> **Task directions**
Output the opening lines of the records exactly. End with the line that contains "## Why This Change Was Made".

> **Exercise data**
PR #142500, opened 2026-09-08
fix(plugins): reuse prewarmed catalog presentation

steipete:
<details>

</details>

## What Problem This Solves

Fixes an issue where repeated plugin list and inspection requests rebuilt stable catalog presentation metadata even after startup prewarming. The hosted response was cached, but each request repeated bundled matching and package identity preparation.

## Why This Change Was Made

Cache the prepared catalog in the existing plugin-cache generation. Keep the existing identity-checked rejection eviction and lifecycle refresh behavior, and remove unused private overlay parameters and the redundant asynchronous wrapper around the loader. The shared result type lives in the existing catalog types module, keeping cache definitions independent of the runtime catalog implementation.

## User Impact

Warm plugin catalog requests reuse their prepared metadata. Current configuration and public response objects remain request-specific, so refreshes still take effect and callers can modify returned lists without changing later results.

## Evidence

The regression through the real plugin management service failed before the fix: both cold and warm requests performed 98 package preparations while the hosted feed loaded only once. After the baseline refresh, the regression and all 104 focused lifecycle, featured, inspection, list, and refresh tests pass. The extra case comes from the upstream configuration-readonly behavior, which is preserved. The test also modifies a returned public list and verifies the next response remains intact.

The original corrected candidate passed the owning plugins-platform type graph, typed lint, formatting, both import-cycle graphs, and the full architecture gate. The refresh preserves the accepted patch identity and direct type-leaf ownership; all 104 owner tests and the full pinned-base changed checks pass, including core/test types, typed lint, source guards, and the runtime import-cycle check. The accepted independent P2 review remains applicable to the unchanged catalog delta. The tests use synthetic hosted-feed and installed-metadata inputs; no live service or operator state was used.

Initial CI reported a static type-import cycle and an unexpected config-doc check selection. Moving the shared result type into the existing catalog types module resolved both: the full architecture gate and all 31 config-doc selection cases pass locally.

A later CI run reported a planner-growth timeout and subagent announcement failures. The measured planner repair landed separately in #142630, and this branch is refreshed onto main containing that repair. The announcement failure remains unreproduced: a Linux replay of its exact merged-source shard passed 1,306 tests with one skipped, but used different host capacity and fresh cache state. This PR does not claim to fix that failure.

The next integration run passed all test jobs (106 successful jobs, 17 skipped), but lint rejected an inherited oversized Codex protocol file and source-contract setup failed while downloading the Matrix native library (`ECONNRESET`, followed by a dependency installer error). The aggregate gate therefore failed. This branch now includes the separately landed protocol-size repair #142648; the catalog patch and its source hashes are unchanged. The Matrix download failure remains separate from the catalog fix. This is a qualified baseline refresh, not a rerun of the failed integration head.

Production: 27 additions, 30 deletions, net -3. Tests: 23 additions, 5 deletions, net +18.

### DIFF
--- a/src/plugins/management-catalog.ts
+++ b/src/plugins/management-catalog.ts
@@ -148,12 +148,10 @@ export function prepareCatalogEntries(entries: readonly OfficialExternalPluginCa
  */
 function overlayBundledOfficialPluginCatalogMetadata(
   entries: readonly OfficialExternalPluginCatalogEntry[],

> **Written response**
PR #142500, opened 2026-09-08
fix(plugins): reuse prewarmed catalog presentation

steipete:
<details>

</details>

## What Problem This Solves

Fixes an issue where repeated plugin list and inspection requests rebuilt stable catalog presentation metadata even after startup prewarming. The hosted response was cached, but each request repeated bundled matching and package identity preparation.

## Why This Change Was Made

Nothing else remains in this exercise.